# What you should do
Find every line in the records below that contains the word "would", and copy each such line.

# Available records
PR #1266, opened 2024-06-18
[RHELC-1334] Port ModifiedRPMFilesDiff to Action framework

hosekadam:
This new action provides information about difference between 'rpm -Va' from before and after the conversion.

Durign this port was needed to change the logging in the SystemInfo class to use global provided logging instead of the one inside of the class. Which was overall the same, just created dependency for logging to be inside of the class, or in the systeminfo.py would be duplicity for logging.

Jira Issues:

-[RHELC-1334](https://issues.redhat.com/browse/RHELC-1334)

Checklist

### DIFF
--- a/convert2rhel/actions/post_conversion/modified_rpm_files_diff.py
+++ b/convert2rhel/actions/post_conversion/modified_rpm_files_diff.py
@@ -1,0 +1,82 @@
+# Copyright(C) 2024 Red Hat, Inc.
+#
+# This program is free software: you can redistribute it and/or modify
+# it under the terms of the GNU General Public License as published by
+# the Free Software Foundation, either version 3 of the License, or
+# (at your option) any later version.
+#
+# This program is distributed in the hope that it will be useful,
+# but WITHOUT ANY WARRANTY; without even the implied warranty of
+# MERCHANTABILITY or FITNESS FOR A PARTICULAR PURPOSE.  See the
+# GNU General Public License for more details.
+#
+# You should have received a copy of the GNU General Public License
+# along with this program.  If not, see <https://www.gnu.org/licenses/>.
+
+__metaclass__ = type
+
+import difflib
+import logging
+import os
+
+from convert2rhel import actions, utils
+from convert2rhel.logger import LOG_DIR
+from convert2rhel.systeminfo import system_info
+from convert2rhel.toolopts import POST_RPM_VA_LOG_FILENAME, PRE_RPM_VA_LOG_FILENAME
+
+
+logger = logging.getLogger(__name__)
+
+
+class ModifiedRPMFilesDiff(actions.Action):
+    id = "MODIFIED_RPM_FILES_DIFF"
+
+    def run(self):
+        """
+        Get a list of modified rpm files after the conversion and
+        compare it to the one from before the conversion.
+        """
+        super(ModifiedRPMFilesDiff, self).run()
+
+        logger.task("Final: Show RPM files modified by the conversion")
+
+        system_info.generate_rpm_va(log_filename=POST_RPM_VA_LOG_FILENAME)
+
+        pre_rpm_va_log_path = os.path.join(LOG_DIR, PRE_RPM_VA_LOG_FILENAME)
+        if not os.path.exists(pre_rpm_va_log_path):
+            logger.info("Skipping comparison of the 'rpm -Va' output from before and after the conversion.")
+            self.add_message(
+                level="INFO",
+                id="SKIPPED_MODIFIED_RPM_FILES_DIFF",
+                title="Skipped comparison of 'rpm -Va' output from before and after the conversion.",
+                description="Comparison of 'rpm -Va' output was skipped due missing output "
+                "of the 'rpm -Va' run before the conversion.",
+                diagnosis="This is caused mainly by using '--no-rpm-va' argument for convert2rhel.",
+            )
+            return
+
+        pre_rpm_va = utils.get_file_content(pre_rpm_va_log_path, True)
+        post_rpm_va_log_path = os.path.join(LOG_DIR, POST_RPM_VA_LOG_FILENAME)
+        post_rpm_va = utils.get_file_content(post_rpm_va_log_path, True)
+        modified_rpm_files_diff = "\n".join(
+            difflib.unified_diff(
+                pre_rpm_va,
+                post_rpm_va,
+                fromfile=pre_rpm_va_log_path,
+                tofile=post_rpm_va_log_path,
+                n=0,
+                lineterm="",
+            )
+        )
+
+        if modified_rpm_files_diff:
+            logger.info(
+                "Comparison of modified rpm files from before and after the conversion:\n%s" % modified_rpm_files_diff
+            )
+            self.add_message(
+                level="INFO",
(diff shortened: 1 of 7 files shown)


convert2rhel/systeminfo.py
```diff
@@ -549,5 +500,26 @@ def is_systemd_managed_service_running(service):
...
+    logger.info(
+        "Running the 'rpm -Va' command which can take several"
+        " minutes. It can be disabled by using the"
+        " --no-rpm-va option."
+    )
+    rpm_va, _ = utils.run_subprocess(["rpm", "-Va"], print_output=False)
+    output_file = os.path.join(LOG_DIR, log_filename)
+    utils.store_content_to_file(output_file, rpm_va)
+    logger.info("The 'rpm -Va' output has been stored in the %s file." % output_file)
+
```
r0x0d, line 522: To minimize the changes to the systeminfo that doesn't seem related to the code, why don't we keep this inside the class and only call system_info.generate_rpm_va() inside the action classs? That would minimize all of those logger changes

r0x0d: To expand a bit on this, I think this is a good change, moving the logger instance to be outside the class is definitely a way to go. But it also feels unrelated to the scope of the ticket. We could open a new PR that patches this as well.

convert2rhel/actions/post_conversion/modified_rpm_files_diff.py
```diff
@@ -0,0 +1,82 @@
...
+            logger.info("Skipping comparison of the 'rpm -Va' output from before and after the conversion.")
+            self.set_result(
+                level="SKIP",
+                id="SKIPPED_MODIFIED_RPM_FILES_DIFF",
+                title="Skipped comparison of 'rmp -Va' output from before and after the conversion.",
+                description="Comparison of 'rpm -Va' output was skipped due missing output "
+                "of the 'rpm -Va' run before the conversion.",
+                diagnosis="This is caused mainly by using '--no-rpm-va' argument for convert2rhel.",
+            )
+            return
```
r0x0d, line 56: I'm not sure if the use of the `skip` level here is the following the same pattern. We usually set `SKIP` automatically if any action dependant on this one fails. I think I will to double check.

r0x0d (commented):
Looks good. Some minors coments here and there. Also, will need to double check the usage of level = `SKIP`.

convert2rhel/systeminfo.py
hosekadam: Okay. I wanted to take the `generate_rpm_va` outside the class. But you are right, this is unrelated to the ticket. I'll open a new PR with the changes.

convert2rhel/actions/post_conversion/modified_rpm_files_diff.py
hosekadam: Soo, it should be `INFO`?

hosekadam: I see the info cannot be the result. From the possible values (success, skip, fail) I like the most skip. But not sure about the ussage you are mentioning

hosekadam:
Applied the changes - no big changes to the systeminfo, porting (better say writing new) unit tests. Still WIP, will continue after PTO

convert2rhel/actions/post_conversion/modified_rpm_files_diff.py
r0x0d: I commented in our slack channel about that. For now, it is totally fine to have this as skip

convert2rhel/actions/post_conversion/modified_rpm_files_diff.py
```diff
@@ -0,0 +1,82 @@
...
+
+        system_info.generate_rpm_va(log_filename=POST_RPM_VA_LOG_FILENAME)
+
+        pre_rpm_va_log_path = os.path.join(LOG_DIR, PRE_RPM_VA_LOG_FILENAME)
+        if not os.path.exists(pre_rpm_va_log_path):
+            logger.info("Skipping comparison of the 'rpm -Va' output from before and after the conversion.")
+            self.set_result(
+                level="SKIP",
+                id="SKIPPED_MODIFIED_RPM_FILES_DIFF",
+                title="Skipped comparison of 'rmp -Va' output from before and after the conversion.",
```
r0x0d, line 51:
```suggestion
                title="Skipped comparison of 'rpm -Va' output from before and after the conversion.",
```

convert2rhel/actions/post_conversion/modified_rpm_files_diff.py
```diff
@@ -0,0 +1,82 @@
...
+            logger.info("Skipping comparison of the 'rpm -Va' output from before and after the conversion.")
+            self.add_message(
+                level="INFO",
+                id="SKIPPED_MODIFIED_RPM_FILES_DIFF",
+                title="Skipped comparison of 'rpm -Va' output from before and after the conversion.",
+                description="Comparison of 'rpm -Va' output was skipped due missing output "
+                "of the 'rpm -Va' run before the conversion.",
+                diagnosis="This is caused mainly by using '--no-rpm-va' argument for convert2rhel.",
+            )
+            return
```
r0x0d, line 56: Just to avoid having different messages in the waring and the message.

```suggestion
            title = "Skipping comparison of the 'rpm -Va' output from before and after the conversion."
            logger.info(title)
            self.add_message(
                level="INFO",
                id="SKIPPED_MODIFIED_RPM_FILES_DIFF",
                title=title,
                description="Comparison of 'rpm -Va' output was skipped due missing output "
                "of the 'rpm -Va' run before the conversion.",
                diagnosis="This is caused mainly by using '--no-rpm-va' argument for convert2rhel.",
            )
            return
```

# Your solution
Durign this port was needed to change the logging in the SystemInfo class to use global provided logging instead of the one inside of the class. Which was overall the same, just created dependency for logging to be inside of the class, or in the systeminfo.py would be duplicity for logging.
r0x0d, line 522: To minimize the changes to the systeminfo that doesn't seem related to the code, why don't we keep this inside the class and only call system_info.generate_rpm_va() inside the action classs? That would minimize all of those logger changes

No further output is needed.